» **INPUT DATA**
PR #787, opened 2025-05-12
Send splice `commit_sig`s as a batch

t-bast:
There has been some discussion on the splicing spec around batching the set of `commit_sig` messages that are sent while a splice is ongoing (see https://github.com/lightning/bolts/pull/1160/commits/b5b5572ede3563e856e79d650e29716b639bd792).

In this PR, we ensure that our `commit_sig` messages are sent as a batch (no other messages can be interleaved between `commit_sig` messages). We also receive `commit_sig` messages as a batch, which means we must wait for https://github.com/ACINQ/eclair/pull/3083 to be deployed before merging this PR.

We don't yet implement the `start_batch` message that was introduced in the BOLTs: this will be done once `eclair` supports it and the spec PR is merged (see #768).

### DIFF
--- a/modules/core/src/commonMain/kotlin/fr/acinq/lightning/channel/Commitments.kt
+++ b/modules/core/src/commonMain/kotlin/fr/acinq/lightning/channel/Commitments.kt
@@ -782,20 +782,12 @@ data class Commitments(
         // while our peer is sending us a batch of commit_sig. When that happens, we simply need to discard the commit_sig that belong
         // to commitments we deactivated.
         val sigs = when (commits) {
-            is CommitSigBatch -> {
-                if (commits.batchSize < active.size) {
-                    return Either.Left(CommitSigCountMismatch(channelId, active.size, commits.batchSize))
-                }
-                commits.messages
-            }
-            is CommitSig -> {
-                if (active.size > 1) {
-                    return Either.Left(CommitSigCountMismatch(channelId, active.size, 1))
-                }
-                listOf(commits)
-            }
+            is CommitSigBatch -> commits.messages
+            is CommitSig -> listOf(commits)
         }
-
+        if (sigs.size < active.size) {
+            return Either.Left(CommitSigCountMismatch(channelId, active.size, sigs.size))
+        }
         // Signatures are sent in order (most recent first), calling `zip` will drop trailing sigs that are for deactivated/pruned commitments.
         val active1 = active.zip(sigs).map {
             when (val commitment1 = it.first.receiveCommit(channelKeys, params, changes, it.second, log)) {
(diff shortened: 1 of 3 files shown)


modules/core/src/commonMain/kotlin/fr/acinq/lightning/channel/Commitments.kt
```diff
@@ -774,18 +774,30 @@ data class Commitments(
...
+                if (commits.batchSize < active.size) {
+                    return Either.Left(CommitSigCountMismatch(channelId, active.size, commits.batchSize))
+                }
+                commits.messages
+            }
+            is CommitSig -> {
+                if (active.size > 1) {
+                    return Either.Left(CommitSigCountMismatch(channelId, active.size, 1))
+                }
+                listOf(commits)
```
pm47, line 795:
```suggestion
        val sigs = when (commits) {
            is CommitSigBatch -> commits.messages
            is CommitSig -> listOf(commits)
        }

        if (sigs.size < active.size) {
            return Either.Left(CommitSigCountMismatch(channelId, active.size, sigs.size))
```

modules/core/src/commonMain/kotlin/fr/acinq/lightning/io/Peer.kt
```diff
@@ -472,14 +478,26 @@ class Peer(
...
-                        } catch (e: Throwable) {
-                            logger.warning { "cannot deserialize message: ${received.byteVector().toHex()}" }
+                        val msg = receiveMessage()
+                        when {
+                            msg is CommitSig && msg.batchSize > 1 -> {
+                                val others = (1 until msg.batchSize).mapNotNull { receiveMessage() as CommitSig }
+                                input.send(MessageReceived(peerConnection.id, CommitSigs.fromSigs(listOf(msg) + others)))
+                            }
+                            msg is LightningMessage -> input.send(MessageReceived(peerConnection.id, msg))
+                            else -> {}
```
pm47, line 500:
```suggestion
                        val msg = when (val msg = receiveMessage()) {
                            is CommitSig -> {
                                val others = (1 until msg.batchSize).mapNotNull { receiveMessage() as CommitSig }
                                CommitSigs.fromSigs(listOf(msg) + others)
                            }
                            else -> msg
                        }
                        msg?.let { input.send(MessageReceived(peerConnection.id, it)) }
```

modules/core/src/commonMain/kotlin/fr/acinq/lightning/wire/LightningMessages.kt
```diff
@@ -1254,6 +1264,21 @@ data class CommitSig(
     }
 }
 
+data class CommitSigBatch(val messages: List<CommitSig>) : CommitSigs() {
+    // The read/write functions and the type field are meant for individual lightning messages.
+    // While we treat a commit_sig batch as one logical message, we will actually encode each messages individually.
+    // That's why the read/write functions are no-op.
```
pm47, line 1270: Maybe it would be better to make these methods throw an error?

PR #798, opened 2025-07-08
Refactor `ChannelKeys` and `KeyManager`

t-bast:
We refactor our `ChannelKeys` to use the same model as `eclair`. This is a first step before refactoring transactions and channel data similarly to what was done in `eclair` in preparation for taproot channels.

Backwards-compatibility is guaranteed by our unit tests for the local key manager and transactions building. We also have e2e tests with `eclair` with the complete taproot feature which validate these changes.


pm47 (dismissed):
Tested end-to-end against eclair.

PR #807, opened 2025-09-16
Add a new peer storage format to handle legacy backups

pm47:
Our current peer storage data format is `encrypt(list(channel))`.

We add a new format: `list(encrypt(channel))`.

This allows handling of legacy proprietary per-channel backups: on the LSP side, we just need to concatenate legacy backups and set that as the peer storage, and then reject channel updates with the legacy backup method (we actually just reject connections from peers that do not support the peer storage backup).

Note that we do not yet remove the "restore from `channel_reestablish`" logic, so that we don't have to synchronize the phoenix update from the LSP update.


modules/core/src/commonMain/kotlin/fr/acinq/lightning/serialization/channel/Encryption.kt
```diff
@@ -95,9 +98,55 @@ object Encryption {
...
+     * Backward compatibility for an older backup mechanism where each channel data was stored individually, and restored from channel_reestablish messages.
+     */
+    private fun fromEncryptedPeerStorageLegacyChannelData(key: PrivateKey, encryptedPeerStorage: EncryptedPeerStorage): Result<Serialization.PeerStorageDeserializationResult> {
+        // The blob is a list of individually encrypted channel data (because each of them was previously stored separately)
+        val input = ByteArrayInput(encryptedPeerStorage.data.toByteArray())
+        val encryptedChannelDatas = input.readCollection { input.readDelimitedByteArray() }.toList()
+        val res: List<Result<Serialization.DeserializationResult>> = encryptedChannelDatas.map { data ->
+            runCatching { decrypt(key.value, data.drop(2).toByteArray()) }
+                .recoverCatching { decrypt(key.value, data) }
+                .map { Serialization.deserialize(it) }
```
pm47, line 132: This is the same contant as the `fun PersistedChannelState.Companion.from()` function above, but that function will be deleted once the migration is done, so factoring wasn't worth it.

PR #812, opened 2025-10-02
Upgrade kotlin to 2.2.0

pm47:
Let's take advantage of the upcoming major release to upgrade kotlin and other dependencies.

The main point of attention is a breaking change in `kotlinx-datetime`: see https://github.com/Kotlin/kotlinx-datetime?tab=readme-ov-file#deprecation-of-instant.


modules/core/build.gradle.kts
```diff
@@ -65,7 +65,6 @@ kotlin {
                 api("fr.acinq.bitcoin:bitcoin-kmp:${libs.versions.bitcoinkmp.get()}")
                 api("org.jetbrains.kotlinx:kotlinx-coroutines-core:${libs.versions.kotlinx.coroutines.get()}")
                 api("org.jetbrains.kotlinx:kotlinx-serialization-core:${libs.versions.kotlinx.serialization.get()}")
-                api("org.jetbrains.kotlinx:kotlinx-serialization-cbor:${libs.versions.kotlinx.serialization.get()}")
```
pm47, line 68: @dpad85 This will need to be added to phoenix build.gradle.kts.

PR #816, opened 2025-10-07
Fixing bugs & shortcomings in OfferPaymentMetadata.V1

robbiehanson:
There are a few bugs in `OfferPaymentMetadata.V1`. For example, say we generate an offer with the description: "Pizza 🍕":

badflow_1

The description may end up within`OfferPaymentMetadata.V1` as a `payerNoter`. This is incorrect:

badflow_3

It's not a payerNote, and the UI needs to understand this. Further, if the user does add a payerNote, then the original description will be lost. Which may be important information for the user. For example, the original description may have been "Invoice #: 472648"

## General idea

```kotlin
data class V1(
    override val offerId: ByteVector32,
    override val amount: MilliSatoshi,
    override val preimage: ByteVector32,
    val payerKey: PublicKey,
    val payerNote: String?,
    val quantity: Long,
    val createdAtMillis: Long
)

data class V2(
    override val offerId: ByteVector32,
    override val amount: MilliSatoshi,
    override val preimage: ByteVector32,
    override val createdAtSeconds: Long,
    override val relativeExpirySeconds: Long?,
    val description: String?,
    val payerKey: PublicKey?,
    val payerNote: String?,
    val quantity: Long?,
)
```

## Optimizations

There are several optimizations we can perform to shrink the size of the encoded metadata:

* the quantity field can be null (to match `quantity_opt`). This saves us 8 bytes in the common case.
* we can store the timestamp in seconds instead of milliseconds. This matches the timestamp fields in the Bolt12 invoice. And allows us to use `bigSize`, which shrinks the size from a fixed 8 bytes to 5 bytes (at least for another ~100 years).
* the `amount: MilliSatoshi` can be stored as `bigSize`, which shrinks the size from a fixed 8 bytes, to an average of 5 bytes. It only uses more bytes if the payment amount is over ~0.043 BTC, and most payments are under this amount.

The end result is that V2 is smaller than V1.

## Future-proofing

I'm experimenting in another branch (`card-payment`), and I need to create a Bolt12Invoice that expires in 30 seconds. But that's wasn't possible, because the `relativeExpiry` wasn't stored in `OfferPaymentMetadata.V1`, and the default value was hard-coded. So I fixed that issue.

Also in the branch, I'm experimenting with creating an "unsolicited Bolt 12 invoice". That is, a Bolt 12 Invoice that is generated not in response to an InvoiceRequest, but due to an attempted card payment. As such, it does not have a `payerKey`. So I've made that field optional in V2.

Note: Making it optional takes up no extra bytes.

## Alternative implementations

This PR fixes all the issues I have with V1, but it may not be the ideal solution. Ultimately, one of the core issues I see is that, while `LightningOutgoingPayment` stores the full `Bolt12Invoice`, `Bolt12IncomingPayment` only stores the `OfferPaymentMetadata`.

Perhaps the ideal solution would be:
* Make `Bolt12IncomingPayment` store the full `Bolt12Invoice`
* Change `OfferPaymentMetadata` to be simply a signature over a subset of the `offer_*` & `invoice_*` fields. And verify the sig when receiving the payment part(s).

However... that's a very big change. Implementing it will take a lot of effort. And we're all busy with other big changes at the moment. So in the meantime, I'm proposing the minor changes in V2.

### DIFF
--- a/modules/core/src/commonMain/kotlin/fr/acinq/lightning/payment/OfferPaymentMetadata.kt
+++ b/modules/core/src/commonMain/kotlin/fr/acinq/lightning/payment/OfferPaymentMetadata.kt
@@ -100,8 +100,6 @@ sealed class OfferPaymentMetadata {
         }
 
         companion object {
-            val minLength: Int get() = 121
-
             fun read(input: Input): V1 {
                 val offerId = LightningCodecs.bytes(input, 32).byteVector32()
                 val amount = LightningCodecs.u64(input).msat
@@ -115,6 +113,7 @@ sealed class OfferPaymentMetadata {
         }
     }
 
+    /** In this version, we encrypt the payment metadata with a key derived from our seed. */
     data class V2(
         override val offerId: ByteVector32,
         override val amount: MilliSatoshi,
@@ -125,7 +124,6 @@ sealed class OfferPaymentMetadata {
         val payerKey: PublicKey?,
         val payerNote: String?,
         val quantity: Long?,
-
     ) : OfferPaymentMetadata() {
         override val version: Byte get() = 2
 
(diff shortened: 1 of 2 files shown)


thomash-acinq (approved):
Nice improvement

---

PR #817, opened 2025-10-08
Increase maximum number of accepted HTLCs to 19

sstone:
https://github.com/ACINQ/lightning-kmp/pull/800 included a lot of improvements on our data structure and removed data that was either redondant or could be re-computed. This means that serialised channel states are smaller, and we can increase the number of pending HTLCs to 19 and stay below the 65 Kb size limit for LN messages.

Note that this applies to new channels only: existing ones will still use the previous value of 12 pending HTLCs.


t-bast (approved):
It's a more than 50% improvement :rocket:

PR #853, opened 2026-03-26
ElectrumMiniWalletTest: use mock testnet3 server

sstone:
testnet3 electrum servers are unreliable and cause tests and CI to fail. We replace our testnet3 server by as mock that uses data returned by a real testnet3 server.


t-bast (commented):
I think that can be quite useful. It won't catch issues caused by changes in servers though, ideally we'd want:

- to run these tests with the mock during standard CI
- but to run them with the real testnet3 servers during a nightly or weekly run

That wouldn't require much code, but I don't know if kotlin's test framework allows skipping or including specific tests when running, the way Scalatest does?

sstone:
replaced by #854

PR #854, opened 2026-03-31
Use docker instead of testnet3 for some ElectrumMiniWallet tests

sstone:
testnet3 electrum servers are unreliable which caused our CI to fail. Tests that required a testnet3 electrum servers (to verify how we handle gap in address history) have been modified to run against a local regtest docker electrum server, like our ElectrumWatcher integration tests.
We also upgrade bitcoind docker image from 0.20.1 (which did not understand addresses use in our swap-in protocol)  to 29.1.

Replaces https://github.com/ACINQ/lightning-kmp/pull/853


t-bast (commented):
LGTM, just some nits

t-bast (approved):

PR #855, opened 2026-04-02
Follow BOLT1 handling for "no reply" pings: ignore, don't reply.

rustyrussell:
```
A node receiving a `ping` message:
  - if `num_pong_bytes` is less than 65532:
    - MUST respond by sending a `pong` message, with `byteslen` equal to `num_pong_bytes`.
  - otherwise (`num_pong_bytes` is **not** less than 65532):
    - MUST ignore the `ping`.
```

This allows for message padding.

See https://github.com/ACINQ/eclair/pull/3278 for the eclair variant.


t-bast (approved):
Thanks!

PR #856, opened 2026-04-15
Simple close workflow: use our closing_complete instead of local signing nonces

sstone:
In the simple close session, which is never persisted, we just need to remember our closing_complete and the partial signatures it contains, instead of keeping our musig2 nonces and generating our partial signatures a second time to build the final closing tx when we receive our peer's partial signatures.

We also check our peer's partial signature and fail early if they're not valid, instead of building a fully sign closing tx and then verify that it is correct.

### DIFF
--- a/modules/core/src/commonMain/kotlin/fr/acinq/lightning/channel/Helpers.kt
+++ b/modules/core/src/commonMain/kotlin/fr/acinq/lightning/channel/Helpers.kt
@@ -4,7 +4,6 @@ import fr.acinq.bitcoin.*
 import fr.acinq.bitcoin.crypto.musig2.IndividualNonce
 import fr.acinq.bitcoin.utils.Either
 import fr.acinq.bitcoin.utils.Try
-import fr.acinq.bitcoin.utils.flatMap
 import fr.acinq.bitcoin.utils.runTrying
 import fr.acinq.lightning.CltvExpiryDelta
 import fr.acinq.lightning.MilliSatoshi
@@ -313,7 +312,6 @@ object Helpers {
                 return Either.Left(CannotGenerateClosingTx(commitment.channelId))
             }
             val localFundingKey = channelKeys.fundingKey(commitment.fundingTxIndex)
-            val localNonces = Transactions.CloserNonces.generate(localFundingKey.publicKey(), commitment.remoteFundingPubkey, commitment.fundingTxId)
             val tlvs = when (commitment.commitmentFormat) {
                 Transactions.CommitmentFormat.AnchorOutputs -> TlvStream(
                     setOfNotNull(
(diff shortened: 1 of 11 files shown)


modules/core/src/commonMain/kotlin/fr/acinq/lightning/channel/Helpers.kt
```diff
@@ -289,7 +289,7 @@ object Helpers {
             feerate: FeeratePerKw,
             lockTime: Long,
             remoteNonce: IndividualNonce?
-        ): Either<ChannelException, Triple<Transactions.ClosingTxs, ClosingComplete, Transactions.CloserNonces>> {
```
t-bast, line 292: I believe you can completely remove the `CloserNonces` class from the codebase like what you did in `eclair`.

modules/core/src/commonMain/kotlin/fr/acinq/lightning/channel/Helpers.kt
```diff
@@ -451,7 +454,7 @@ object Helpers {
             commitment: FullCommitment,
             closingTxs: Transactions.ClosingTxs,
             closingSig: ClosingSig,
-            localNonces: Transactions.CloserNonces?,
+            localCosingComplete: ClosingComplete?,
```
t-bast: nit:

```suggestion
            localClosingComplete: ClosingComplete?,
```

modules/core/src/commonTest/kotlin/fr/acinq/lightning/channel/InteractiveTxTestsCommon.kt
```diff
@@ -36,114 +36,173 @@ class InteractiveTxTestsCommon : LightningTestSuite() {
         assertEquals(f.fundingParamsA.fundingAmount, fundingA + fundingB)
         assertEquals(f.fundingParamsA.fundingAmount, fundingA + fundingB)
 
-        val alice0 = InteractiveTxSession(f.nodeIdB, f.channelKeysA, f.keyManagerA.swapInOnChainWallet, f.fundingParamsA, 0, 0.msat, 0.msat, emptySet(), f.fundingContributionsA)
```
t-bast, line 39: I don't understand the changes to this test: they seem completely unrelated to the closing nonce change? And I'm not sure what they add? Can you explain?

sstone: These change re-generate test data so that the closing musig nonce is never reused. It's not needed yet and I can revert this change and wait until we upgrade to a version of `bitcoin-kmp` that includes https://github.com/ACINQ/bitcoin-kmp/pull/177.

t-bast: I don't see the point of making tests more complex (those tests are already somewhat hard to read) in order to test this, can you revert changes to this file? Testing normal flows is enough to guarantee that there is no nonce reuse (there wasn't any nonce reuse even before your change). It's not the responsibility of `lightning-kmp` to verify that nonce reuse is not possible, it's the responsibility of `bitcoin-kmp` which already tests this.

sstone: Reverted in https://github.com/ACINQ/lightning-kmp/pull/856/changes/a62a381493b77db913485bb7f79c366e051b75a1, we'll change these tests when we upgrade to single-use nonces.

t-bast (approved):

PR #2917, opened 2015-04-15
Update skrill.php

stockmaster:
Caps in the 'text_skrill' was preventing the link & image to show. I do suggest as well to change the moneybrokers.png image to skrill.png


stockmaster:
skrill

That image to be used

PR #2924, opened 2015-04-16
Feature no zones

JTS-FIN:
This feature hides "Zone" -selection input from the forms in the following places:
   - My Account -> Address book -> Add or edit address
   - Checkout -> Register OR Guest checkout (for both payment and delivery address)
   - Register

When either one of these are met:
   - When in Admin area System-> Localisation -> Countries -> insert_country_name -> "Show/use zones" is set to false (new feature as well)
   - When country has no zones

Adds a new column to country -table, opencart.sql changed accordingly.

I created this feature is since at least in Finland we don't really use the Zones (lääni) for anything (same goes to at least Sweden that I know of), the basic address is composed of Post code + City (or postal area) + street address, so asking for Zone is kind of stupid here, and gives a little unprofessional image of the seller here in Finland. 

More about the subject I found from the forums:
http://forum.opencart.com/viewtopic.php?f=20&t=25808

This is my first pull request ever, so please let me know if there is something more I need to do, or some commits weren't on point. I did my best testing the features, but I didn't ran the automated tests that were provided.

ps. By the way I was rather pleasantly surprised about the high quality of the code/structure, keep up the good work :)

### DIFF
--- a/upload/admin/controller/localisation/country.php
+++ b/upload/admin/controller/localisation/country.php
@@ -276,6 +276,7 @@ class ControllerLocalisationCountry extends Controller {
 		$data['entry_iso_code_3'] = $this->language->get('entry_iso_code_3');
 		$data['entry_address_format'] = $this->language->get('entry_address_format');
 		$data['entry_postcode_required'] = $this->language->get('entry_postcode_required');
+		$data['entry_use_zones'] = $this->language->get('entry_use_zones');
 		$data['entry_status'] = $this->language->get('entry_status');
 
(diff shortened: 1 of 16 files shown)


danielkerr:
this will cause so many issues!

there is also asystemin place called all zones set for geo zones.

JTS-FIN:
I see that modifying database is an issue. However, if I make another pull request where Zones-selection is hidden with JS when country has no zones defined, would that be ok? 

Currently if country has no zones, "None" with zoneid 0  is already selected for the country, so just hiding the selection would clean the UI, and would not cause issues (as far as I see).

--

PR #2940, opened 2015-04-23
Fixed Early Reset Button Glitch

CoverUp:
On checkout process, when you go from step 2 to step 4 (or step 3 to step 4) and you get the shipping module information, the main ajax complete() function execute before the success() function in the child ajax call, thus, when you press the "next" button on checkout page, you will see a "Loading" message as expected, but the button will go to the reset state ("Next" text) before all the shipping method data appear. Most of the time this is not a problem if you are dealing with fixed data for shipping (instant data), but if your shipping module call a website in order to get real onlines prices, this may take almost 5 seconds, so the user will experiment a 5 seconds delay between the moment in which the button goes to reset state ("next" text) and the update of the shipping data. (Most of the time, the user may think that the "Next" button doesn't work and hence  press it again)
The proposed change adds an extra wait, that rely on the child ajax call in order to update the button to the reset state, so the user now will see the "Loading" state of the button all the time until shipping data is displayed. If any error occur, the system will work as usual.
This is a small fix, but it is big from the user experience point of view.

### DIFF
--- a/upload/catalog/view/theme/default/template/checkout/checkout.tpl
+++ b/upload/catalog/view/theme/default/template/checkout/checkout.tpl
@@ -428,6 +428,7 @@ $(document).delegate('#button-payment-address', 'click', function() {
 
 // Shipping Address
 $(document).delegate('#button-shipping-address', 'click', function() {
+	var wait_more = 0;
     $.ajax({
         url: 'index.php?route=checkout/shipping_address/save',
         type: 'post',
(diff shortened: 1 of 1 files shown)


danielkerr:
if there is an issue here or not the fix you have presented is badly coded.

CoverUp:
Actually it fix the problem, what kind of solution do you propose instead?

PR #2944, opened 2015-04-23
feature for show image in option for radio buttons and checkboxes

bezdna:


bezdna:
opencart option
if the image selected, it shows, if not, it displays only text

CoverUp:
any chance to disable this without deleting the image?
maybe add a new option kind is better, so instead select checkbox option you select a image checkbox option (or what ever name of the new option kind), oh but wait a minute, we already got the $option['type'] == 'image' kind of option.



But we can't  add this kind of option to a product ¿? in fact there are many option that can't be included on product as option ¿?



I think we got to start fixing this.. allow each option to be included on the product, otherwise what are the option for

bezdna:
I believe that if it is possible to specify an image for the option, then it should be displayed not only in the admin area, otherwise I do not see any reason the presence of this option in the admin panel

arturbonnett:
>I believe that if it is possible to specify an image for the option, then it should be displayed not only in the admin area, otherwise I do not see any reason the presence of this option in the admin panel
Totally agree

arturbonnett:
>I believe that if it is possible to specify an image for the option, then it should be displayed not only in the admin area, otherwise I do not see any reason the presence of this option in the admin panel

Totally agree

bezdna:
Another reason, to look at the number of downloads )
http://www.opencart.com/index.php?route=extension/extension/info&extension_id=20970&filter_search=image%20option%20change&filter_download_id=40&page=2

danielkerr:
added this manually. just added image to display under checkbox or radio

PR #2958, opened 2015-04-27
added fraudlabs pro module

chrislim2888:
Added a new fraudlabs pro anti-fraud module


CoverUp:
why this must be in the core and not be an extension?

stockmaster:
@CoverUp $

» **WHAT THE TASK ASKS**
Copy out every line of the data that includes the word "String".

» **EXERCISE SOLUTION**
    val payerNote: String?,
    val description: String?,
    val payerNote: String?,
         val payerNote: String?,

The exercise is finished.